> TASK TO CARRY OUT
The exercise asks you to copy every line below in which "doing" appears.

(Dataset entries)
-*-
PR #411, opened 2024-09-12
Reintroduce `Requires` dependency for `LegendHDF5IO`

fhagemann:
As `LegendHDF5IO` is not registered in General or stdlib, we cannot release v0.10.0 with `LegendHDF5IO` in the `[weakdeps]`. A quick workaround is to reintroduce `Requires` to deal with this.

Long term plans could then be:
- register `LegendHDF5IO` or a part of it
- move the extension to `LegendHDF5IO`
- simply keeping the `Requires` dependency

### DIFF
--- a/ext/SolidStateDetectorsLegendHDF5IOExt.jl
+++ b/ext/SolidStateDetectorsLegendHDF5IOExt.jl
@@ -2,7 +2,7 @@
 
 module SolidStateDetectorsLegendHDF5IOExt
 
-import LegendHDF5IO
+import ..LegendHDF5IO
 
 using SolidStateDetectors
 using SolidStateDetectors: RealQuantity, SSDFloat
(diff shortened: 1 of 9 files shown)


ext/SolidStateDetectorsLegendHDF5IOExt.jl
```diff
@@ -2,7 +2,7 @@
 
 module SolidStateDetectorsLegendHDF5IOExt
 
-import LegendHDF5IO
+import ..LegendHDF5IO
```
fhagemann, line 5: @oschulz In the old code, `LegendHDF5IO` had to be imported with `..` before the package name if it was loaded via `Requires`.
Can you confirm that this is correct and needed?

oschulz: `import ..LegendHDF5IO` seems to be the recommended way.

PR #429, opened 2021-02-03
[Avatar] Add chromatic story

benoitgrelard:


packages/react/avatar/src/Avatar.test.tsx
```diff
@@ -91,15 +77,6 @@ describe('given an Avatar with fallback and a working image', () => {
...
-  it('should have a radix attribute on the image', async () => {
-    const partDataAttr = `data-${getSelector('AvatarImage')}`;
-    await waitFor(() => {
-      jest.advanceTimersByTime(DELAY);
-    });
-    image = rendered.queryByRole('img');
-    expect(image).toHaveAttribute(partDataAttr);
-  });
-
   it('should have alt text on the image', async () => {
```
jjenzz, line 80: Probably don't need this test either because it will be covered by the accessibility violations test I would have thought?

jjenzz (approved):
one small question but otherwise :+1:

packages/react/avatar/src/Avatar.test.tsx
benoitgrelard: I'll test if it's covered or not.

PR #430, opened 2021-02-03
[Checkbox] Add chromatic story

benoitgrelard:


packages/react/checkbox/src/Checkbox.test.tsx
```diff
@@ -47,52 +33,19 @@ describe('given a default Checkbox', () => {
...
-
-    it('should have a data-state attribute on the container set to `checked`', () => {
-      expect(checkbox).toHaveAttribute('data-state', 'checked');
-    });
-
-    it('should have a data-state attribute on the indicator set to `checked`', () => {
-      expect(indicator).toHaveAttribute('data-state', 'checked');
-    });
-
-    describe('and clicking the checkbox again', () => {
```
jjenzz, line 64: Do we want to keep this one somehow because it's testing interaction?

jjenzz (approved):
One question, otherwise :+1:

packages/react/checkbox/src/Checkbox.test.tsx
benoitgrelard: I'll check this now.

benoitgrelard: Yeah good shout, I had remove it cause it was checking data-state, but I've rewritten to check for the indicator

jjenzz (approved):

PR #432, opened 2021-02-04
[AlertDialog] Add chromatic story

benoitgrelard:


packages/react/alert-dialog/src/AlertDialog.stories.tsx
```diff
@@ -48,24 +48,121 @@ export const Controlled = () => {
...
+          <AlertDialogAction className={actionAttrClass}>Confirm</AlertDialogAction>
+          <AlertDialogCancel className={cancelAttrClass}>Cancel</AlertDialogCancel>
+        </AlertDialogContent>
+      </AlertDialog>
+    </div>
+  </div>
+);
+Chromatic.parameters = { chromatic: { disable: false } };
+
+const triggerClass = css({});
```
jjenzz, line 165: Doesn't look like we need this? But maybe you did it for consistency?

packages/react/alert-dialog/src/AlertDialog.stories.tsx
```diff
@@ -103,21 +200,45 @@ const StyledContent = styled('div', {
...
   border: 'none',
   backgroundColor: '$red',
   color: '$white',
 });
 
-const StyledTitle = styled('h2', {});
+const titleClass = css({});
 
-const StyledDescription = styled('p', {});
+const descriptionClass = css({});
```
jjenzz, line 220: Same question here, looks like you purposefully left them for some reason?

jjenzz (approved):
couple questions but otherwise :+1:

jjenzz:
One other thing, I was playing with the canvas view here: https://www.chromatic.com/component?appId=601857eb614bae0021c9b9dd&name=Components%2FAlertDialog&mode=interactive&buildNumber=50

I noticed that when I click cancel on the Uncontrolled dialog, it also closes the data attribute dialog and I can never re-open it after that. Do we have some re-used `id`s somewhere?

packages/react/alert-dialog/src/AlertDialog.stories.tsx
benoitgrelard: Yeah we do this everywhere for consistency.

benoitgrelard:
> One other thing, I was playing with the canvas view here: https://www.chromatic.com/component?appId=601857eb614bae0021c9b9dd&name=Components%2FAlertDialog&mode=interactive&buildNumber=50
> 
> I noticed that when I click cancel on the Uncontrolled dialog, it also closes the data attribute dialog and I can never re-open them after that. Do we have some re-used `id`s somewhere?

No it's because there are multiple open but not on top of each other and then the controlled one has no `onOpenChange` so can't be closed. These aren't meant to be interactive really.

jjenzz:
Cool, feel free to push the button 🎉

PR #440, opened 2021-02-04
[Slider] Add chromatic story

benoitgrelard:


jjenzz (approved):
Can we add an extra story here with the thumb at `0%` or `100%` please? Means we can see if the thumb offset logic has been broken because it makes sure the thumb edge aligns with the track edge.

All good otherwise :+1:

benoitgrelard:
> Can we add an extra story here with the thumb at `0%` or `100%` please? Means we can see if the thumb offset logic has been broken because it makes sure the thumb edge aligns with the track edge.
> 
> All good otherwise 👍

Good idea, would a single one with 2 thumbs at each extremity suffice?

jjenzz:
Yep, that'd be perfect 🙂

benoitgrelard:
That's done.

jjenzz:
Thanks :+1:

PR #451, opened 2021-02-10
New component: Toolbar (#412)

jjenzz:


jjenzz:
@Nazeh Just a heads up that we had tried to get this into our planned release today but while testing it again locally, Benoit noticed that the roving index prevents arrow keys from working inside the input. 

This is a bit of an accessibility concern which led us to test if our other components would work (e.g. `RadioGroup`) and we spotted some roving index issues. With the potential of these conflicts in mind, we decided to go with the following changes:

- `ToolbarItem` renamed to `ToolbarButton`. Any of our components that provide a `Trigger` can do `<ToolbarButton as={Component.Trigger}>` as you had already demonstrated in the stories.
- Added `ToolbarRadioGroup` and `ToolbarRadioItem` components. These allow `Toolbar` to control roving focus.
- Added a `ToolbarLink` part so that consumers get the space key functionality you added to the story out of the box.
- Removed the `input` example from the story. After researching, this feels like a bit of an anti-pattern but we're not entirely sure. For now, we're not going to promote the idea anywhere until we can explore it further. We may provide a `ToolbarInput` component later with more keyboard accessibility bindings.
- Removed `ToolbarGroup`. It didn't provide any accessibility/functional enhancements and seems to be covered by `ToolbarRadioGroup` and `ToggleButtonGroup` that we have in PR atm. 

If you have an questions/change requests/further ideas, please do let us know 🙂

packages/react/radio-group/src/RadioGroup.tsx
```diff
@@ -73,24 +76,27 @@ const RadioGroup = React.forwardRef((props, forwardedRef) => {
...
-      <RovingFocusGroup loop>
-        <Primitive
-          {...groupProps}
-          selector={selector}
-          ref={forwardedRef}
-          role="radiogroup"
-          aria-labelledby={labelledBy}
-        />
-      </RovingFocusGroup>
+      {rovingFocus ? <RovingFocusGroup loop>{primitive}</RovingFocusGroup> : primitive}
```
jjenzz, line 99: I was torn between doing this or adding a `ConditionalWrap` component. Which do we prefer?

benoitgrelard: Historically we've stuck with this for now. I'm happy to keep this.

packages/react/radio-group/src/RadioGroup.tsx
```diff
@@ -103,58 +109,89 @@ RadioGroup.displayName = RADIO_GROUP_NAME;
...
+  );
+}) as RadioGroupItemPrimitive;
+
+type RadioGroupRovingFocusItemOwnProps = Polymorphic.OwnProps<typeof RadioGroupItemImpl>;
+type RadioGroupRovingFocusItemPrimitive = Polymorphic.ForwardRefComponent<
+  Polymorphic.IntrinsicElement<typeof RadioGroupItemImpl>,
+  RadioGroupRovingFocusItemOwnProps
+>;
+
+const RadioGroupRovingFocusItem = React.forwardRef((props, forwardedRef) => {
```
benoitgrelard, line 133: I like this new separation now, and seeing the event handlers only for the roving focus one 👍

packages/react/toolbar/src/Toolbar.tsx
```diff
@@ -0,0 +1,286 @@
...
+      role="group"
+      data-orientation={orientation}
+      {...props}
+      selector={getSelector(GROUP_NAME)}
+      ref={forwardedRef}
+    />
+  );
+}) as ToolbarGroupPrimitive;
+
+ToolbarGroup.displayName = GROUP_NAME;
```
benoitgrelard, line 110: I thought we decided to remove this one? Is it a bad merge/rebase?

packages/react/toolbar/src/Toolbar.tsx
```diff
@@ -0,0 +1,286 @@
...
+const ToolbarRadioItem = React.forwardRef((props, forwardedRef) => (
+  <RadioGroupPrimitive.Item
+    {...props}
+    as={ToolbarButton}
+    selector={getSelector(RADIO_GROUP_ITEM_NAME)}
+    ref={forwardedRef}
+  />
+)) as ToolbarRadioPrimitive;
+
+ToolbarRadioItem.displayName = RADIO_GROUP_ITEM_NAME;
```
benoitgrelard, line 261: If we're not doing anything special, should we use the `extendComponent` util?

jjenzz: I am doing `as={ToolbarButton}` here and merging types which is why I needed to expand it like this

benoitgrelard: Oh I missed that. Does that mean that `as` is taken then and can't be used on `ToolbarRadioItem`?

jjenzz: Ah, good point, let me fix that ...

jjenzz: Fixed :+1: good spot 👀

colmtuite (approved):

benoitgrelard (approved):

PR #455, opened 2021-02-12
Add SSR testing playground setup

benoitgrelard:
This PR:

- update our yarn version to latest as it seem to be a blocker when installing deps in setting up a nextjs project
- adds a new workspace called `ssr-testing` with a nextjs project
- sets up nextjs so that it picks up our local packages sources instead of builds

> NOTE: If I'm completely honest, I don't fully understand how the `with-transpiled-modules` thing work, considering I'm not giving it any modules in the array, but it works… 🤷‍♂️


ssr-testing/next.config.js
```diff
@@ -0,0 +1,19 @@
...
+        : rule.use.loader === 'next-babel-loader'
+    );
+
+    if (babelRule) {
+      babelRule.include.push(path.resolve('../'));
+    }
+
+    return config;
+  },
+});
```
benoitgrelard, line 19: This took me ages to figure out, it works but I don't really get how…

ssr-testing/pages/radio-group.tsx
```diff
@@ -0,0 +1,18 @@
+import * as React from 'react';
+import { RadioGroup, RadioGroupItem, RadioGroupIndicator } from '@radix-ui/react-radio-group';
```
benoitgrelard, line 2: We're able to import the packages like this, and they import the source and everything rebuilds and hot reloads when making changes.

ssr-testing/tsconfig.json
```diff
@@ -0,0 +1,13 @@
+{
+  "extends": "../tsconfig.json",
```
benoitgrelard, line 2: Extending our base config to get the path mapping

benoitgrelard:
awww man 😢  now getting this build error…

image

ssr-testing/next.config.js
jjenzz: well if it works, I guess that's all we need haha. It's just an internal thing anyway 🤷‍♀️

ssr-testing/pages/index.tsx
```diff
@@ -0,0 +1,23 @@
...
+      <Head>
+        <title>Home</title>
+        <link rel="icon" href="/favicon.ico" />
+      </Head>
+
+      <main>
+        <h1>Components</h1>
+        <ul>
+          <li>
+            <Link href="./radio-group">RadioGroup</Link>
```
jjenzz, line 17: Getting this error 

image

Looks like we don't need the dot `.`?

jjenzz (approved):
Other than the build error and the following, looks good :+1:

Obviously there is the id inconsistency in `RadioGroup` but we'll fix that separately I presume!

package.json
```diff
@@ -31,7 +32,7 @@
   },
   "devDependencies": {
     "@babel/core": "^7.0.0",
-    "@stitches/react": "canary",
+    "@stitches/react": "0.0.3-canary.4",
```
benoitgrelard, line 35: I had to fix this to latest alpha because they've been publishing new betas and as I've busted the yarn lock we were getting the new API. I don't want to do this work now which will muddy the waters of what this PR is about.

package.json
```diff
@@ -67,6 +68,9 @@
     "ts-jest": "^26.2.0",
     "typescript": "^3.9.7"
   },
+  "resolutions": {
+    "chokidar": "3.4.3"
+  },
```
benoitgrelard, line 73: So, even after all my efforts trying to install `next` manually, I couldn't get it to work (still got that hunk error) and any `yarn` from scratch would give that error anyway.

Adding this resolution fixes the issue as suggested here: https://github.com/vercel/next.js/pull/21343#issuecomment-777629123 (although I suspect that typed the version number wrong because they're referring to the new one rather than old one)

packages/react/scroll-area/src/ScrollArea.tsx
```diff
@@ -1852,7 +1855,7 @@ function scrollAreaStateReducer(
 // Alternatively we could reconsider exposing the Position component, or we could allow users to
 // pass their own positionRef with a prop.
 function useExtendedScrollAreaRef(
-  forwardedRef: React.ForwardedRef<any>,
+  forwardedRef: React.Ref<any>,
```
benoitgrelard, line 1858: No idea what happened with this file! But somehow this TS error got flagged because `React.ForwardedRef` is not a thing. I have no idea how this went through for months…

On top of that all the other changes are just prettier, again not sure how it went in not formatted…

For both reasons above I've declined a package update for this as it's just internal.

package.json
benoitgrelard: For posterity:

As the above linked issue suggests, yarn 2.4.0 fixed that issue but we have another issue which prevents us from updating. https://github.com/parcel-bundler/parcel/issues/4064#issuecomment-739900240

That seems to have appeared between 2.1.1 (which we are on right now) and 2.2.0.

jjenzz (approved):

PR #464, opened 2021-02-19
[SSR] Add new react-ssr package to house ssr specific stuff

benoitgrelard:
This PR adds a new `@radix-ui/react-ssr` package to house all SSR related stuff.
This is step 1 of making sure our components offer better SSR compliance.

> Note: this is mostly copied over from `react-aria`'s implementation of SSR.


packages/react/ssr/src/SSR.tsx
```diff
@@ -0,0 +1,53 @@
...
+  }
+
+  return React.useMemo(
+    () => deterministicId || `radix-id-${context.prefix}-${++context.current}`,
+    // eslint-disable-next-line react-hooks/exhaustive-deps
+    [deterministicId]
+  );
+}
+
+function canUseDOM() {
```
benoitgrelard, line 49: We have the same function in our dom utils, but I think it makes more sense for it to be in this module. This is also in view of starting to break things up more and create less dependencies, so eventually I'll use this one instead of the other one and remove the old one.

packages/react/ssr/src/SSR.tsx
```diff
@@ -0,0 +1,53 @@
...
+};
+
+function useSSRSafeId(deterministicId?: string): string {
+  const context = React.useContext(SSRContext);
+  const isDOMEnv = canUseDOM();
+
+  if (!isDOMEnv && context === defaultSSRContext) {
+    console.warn(
+      'When server rendering, you must wrap your application in an <SSRProvider> to ensure consistent ids are generated between the client and server.'
+    );
```
jjenzz, line 39: Do we want to do this in production? Just wondering if a `process.env` check is worthwhile.

packages/react/ssr/src/SSR.tsx
```diff
@@ -0,0 +1,53 @@
...
+  }
+
+  return React.useMemo(
+    () => deterministicId || `radix-id-${context.prefix}-${++context.current}`,
+    // eslint-disable-next-line react-hooks/exhaustive-deps
```
jjenzz, line 44: why aren't we passing `context` as a hook dependency?

packages/react/ssr/src/SSR.tsx
```diff
@@ -0,0 +1,53 @@
...
+      prefix: isRootSSRProvider ? 0 : ++currentContext.prefix,
+      current: 0,
+    }),
+    [isRootSSRProvider, currentContext]
+  );
+
+  return <SSRContext.Provider value={context} {...props} />;
+};
+
+function useSSRSafeId(deterministicId?: string): string {
```
jjenzz, line 32: Is the plan to use this inside our `useId` hook? As in, we wouldn't really interface with this directly?

packages/react/ssr/src/SSR.tsx
benoitgrelard: hmm not sure with this one. It's pretty critical to get that right, so perhaps still worth living it in prod no? I imagine a lot of folks might not test stuff properly in dev either so it might be handy to see this when popping open devtools on their prod site when one of their users reports something isn't working…

packages/react/ssr/src/SSR.tsx
benoitgrelard: Yeah exactly, there would be a friendlier api.

packages/react/ssr/src/SSR.tsx
benoitgrelard: That was inherited from `react-aria`. My guess is that otherwise everytime the prefix or context gets incremented it would have to re-run these so ids would keep increasing for no reason right? The intention seems to be that once generated it won't change (it would only change if they have passed their own id).

jjenzz (approved):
-*-
> EXERCISE ANSWER
jjenzz, line 99: I was torn between doing this or adding a `ConditionalWrap` component. Which do we prefer?
benoitgrelard, line 261: If we're not doing anything special, should we use the `extendComponent` util?
jjenzz: I am doing `as={ToolbarButton}` here and merging types which is why I needed to expand it like this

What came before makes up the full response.